(Stored data entries)
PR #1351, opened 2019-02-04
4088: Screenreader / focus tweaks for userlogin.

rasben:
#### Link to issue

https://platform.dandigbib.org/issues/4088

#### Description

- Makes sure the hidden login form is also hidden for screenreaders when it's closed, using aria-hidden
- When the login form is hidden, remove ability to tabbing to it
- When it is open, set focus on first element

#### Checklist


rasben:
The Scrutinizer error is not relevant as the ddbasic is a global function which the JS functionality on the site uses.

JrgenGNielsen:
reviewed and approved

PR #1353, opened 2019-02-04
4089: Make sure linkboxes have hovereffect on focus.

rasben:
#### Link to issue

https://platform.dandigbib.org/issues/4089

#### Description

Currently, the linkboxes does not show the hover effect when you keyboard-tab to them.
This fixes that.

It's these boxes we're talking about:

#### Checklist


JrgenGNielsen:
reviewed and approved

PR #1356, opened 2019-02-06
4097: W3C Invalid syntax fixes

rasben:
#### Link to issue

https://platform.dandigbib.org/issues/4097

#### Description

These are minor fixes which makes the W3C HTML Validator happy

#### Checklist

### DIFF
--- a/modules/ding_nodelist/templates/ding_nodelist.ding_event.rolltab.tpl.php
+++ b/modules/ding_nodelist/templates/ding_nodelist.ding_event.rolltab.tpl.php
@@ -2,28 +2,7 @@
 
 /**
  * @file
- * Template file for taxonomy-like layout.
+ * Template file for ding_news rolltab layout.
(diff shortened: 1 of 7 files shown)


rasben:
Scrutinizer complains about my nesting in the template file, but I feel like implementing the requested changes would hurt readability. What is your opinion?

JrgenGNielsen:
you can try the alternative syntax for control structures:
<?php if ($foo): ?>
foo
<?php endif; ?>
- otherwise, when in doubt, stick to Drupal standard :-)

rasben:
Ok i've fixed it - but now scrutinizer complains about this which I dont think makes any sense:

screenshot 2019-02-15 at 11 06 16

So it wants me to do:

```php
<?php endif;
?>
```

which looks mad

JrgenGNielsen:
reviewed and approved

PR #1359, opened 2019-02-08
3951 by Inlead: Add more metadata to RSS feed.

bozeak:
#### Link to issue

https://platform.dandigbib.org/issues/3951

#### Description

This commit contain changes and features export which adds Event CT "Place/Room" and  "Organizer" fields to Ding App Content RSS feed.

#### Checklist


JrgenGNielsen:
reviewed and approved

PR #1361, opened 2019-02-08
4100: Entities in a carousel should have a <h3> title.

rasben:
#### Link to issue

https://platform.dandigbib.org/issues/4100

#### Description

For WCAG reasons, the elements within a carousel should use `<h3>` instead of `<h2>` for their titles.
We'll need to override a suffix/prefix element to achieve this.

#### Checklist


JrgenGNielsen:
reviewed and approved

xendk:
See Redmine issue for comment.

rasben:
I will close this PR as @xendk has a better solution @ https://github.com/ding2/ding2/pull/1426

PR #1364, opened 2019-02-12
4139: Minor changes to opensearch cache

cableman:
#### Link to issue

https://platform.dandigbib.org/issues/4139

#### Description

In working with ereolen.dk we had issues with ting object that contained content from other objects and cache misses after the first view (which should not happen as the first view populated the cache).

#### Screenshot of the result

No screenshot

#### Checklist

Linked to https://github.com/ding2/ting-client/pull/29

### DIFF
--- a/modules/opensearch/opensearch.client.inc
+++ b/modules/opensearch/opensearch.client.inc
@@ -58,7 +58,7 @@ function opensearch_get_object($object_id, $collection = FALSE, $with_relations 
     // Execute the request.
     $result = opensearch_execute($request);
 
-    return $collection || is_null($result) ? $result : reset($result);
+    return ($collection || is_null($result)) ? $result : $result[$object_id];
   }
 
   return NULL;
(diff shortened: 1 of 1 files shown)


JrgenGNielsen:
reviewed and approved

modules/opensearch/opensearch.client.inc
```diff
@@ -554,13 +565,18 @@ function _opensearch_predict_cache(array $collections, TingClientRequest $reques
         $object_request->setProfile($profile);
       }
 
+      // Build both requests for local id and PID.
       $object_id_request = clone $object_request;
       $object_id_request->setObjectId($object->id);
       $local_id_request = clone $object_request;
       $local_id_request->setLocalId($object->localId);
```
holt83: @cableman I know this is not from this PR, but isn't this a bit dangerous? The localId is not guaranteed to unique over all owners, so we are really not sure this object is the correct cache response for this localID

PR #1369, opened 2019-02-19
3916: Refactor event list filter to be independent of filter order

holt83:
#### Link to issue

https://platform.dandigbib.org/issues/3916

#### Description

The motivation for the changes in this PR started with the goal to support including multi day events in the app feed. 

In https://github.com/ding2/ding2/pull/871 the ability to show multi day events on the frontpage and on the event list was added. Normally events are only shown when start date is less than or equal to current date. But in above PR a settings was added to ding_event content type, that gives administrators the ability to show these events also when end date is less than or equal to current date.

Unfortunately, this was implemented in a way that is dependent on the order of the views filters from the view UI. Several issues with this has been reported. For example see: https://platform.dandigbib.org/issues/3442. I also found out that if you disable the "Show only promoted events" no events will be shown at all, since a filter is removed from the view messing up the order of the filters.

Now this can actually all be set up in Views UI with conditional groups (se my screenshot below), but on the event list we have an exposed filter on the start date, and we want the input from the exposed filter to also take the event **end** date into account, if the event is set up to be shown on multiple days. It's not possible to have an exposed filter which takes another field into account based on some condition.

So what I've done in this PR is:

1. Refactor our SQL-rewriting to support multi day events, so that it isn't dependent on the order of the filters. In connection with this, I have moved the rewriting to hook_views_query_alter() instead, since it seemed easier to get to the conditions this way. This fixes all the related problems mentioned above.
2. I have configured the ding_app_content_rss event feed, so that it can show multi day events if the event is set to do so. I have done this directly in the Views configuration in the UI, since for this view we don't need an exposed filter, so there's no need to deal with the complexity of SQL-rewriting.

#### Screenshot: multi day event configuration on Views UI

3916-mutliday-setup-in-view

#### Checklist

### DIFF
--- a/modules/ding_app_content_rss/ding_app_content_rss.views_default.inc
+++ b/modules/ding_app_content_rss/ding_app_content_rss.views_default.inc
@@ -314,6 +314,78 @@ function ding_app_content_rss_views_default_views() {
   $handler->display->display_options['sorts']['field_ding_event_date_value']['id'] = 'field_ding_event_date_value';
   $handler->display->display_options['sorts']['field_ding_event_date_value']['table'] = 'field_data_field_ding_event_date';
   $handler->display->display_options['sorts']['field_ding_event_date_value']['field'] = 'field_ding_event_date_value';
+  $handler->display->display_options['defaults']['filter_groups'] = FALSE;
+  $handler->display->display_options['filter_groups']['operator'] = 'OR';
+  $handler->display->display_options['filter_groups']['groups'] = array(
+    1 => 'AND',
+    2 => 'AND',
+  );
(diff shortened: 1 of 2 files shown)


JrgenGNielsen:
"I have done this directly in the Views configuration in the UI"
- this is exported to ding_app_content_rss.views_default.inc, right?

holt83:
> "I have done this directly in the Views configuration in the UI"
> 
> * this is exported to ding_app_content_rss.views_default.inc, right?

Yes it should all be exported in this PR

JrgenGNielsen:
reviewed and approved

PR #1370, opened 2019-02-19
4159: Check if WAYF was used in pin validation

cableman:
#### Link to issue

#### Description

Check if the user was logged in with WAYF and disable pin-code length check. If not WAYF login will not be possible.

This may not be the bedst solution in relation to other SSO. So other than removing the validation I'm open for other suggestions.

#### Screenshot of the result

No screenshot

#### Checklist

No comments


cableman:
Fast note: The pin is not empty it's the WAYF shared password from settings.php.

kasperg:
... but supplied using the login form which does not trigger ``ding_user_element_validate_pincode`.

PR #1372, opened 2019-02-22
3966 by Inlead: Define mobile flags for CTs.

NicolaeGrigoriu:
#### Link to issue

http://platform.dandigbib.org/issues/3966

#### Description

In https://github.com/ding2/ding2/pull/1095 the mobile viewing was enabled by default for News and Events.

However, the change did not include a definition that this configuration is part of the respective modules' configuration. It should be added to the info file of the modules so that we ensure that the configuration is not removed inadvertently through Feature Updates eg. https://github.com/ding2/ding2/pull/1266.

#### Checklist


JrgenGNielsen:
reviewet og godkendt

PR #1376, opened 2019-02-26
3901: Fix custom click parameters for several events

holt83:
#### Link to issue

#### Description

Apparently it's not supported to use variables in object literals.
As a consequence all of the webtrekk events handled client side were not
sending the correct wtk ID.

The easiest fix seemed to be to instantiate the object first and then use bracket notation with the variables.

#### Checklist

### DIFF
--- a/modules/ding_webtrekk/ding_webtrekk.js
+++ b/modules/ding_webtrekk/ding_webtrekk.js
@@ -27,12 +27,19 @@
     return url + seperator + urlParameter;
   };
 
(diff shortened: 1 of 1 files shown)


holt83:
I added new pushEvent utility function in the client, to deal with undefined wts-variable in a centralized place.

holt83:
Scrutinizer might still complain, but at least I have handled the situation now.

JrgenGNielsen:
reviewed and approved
--
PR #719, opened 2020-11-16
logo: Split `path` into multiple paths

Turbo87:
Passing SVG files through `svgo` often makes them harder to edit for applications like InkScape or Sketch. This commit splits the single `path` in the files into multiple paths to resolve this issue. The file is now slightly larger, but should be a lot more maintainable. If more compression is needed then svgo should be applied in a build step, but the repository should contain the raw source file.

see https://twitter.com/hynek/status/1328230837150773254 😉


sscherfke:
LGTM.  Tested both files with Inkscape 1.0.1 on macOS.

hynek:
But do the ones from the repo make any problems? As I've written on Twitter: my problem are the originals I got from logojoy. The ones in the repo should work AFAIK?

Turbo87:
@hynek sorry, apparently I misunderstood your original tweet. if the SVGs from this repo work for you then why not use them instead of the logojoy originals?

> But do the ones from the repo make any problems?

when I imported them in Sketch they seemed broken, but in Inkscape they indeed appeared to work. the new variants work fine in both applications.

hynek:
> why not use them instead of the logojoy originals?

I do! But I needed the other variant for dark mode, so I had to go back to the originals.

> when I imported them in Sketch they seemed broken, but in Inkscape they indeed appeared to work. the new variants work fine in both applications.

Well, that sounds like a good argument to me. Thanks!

TASK DIRECTIONS: Show each line of the data that contains the string "variables".

ANSWER FOR THIS EXERCISE:
Apparently it's not supported to use variables in object literals.
The easiest fix seemed to be to instantiate the object first and then use bracket notation with the variables.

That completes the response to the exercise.